* **Task item**
Copy each line of the data below in which the word "what" can be found.

(Collected data)
▬▬▬
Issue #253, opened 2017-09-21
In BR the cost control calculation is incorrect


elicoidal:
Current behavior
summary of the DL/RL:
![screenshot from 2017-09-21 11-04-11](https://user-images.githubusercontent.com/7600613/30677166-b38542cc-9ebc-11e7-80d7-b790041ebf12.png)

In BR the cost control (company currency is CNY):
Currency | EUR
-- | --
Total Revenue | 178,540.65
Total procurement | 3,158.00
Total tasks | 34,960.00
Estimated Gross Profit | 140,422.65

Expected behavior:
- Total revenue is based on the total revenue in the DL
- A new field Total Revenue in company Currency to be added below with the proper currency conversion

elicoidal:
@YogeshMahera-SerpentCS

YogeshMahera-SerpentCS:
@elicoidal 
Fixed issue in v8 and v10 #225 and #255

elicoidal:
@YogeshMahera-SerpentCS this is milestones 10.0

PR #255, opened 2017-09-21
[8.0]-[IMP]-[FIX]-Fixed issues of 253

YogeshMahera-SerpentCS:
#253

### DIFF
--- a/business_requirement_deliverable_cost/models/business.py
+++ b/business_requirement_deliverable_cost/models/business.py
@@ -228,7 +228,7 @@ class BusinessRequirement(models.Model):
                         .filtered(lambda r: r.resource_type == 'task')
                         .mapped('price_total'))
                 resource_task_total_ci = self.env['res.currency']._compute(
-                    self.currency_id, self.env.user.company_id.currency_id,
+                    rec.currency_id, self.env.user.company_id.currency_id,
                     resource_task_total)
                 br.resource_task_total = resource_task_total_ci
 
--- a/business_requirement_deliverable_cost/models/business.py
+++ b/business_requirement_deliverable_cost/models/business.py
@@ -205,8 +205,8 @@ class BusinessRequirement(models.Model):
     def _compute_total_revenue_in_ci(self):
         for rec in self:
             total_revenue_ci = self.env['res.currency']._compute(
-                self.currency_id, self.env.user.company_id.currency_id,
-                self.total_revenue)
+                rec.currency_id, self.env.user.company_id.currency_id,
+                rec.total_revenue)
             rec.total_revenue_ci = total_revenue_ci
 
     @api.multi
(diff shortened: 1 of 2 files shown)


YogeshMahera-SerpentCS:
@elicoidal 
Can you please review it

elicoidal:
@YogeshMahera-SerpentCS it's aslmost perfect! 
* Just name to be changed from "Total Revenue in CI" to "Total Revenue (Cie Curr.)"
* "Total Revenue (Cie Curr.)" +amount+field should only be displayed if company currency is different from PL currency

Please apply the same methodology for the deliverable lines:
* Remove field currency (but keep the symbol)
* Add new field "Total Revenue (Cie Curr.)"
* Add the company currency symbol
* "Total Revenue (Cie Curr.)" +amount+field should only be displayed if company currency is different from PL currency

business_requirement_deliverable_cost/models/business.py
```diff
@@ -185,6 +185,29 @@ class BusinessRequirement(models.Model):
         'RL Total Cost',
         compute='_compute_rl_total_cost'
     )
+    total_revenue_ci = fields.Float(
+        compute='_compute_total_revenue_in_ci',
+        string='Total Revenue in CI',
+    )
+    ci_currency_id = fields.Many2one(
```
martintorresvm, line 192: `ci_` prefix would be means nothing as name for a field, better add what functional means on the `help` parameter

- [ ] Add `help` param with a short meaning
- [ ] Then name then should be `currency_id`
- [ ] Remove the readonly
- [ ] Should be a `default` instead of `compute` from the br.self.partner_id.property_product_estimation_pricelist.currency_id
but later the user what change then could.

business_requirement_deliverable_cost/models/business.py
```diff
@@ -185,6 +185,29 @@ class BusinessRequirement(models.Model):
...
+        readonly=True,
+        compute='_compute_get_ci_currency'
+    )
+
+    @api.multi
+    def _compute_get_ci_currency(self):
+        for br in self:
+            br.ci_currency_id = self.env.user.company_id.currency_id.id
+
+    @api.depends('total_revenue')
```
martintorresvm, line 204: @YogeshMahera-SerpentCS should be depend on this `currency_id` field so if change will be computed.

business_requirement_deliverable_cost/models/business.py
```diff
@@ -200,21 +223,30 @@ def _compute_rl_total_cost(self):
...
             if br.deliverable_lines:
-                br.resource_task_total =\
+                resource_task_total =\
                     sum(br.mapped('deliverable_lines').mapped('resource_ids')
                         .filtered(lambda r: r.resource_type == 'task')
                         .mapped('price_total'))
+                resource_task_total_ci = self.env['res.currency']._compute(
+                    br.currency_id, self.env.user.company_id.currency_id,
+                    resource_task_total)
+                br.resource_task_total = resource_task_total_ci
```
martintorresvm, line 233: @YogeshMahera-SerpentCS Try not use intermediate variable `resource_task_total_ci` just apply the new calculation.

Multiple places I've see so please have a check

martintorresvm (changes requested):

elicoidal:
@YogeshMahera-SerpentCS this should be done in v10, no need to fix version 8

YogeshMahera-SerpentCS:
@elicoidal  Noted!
▬▬▬
* **Response**
martintorresvm, line 192: `ci_` prefix would be means nothing as name for a field, better add what functional means on the `help` parameter
but later the user what change then could.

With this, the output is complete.